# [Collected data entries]
= = = = =
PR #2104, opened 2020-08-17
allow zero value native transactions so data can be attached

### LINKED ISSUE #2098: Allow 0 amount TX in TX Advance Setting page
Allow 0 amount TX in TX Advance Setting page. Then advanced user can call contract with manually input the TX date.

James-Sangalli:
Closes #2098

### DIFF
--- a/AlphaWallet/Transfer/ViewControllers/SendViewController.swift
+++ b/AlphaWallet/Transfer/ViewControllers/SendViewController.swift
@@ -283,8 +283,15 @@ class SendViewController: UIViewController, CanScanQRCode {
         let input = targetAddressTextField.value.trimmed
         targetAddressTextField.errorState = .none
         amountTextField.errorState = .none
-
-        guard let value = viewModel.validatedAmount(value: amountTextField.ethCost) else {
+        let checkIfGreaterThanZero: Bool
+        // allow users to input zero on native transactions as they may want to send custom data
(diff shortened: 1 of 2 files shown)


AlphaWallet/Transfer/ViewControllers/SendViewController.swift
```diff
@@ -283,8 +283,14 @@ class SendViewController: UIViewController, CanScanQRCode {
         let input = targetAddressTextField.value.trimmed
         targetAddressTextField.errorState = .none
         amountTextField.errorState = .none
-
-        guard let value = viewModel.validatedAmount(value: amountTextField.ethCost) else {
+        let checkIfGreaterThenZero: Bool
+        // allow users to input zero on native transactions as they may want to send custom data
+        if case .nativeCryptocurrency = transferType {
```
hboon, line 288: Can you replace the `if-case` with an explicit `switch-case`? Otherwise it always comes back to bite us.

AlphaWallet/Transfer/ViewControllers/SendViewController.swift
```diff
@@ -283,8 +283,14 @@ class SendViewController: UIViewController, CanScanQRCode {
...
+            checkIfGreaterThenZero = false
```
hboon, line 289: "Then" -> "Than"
= = = = =
# [WHAT THIS TASK INVOLVES]
This task calls for every entry above to be transcribed exactly.

# [EXERCISE RESULT]
PR #2104, opened 2020-08-17
allow zero value native transactions so data can be attached

### LINKED ISSUE #2098: Allow 0 amount TX in TX Advance Setting page
Allow 0 amount TX in TX Advance Setting page. Then advanced user can call contract with manually input the TX date.

James-Sangalli:
Closes #2098

### DIFF
--- a/AlphaWallet/Transfer/ViewControllers/SendViewController.swift
+++ b/AlphaWallet/Transfer/ViewControllers/SendViewController.swift
@@ -283,8 +283,15 @@ class SendViewController: UIViewController, CanScanQRCode {
         let input = targetAddressTextField.value.trimmed
         targetAddressTextField.errorState = .none
         amountTextField.errorState = .none
-
-        guard let value = viewModel.validatedAmount(value: amountTextField.ethCost) else {
+        let checkIfGreaterThanZero: Bool
+        // allow users to input zero on native transactions as they may want to send custom data
(diff shortened: 1 of 2 files shown)


AlphaWallet/Transfer/ViewControllers/SendViewController.swift
```diff
@@ -283,8 +283,14 @@ class SendViewController: UIViewController, CanScanQRCode {
         let input = targetAddressTextField.value.trimmed
         targetAddressTextField.errorState = .none
         amountTextField.errorState = .none
-
-        guard let value = viewModel.validatedAmount(value: amountTextField.ethCost) else {
+        let checkIfGreaterThenZero: Bool
+        // allow users to input zero on native transactions as they may want to send custom data
+        if case .nativeCryptocurrency = transferType {
```
hboon, line 288: Can you replace the `if-case` with an explicit `switch-case`? Otherwise it always comes back to bite us.

AlphaWallet/Transfer/ViewControllers/SendViewController.swift
```diff
@@ -283,8 +283,14 @@ class SendViewController: UIViewController, CanScanQRCode {
...
+            checkIfGreaterThenZero = false
```
hboon, line 289: "Then" -> "Than"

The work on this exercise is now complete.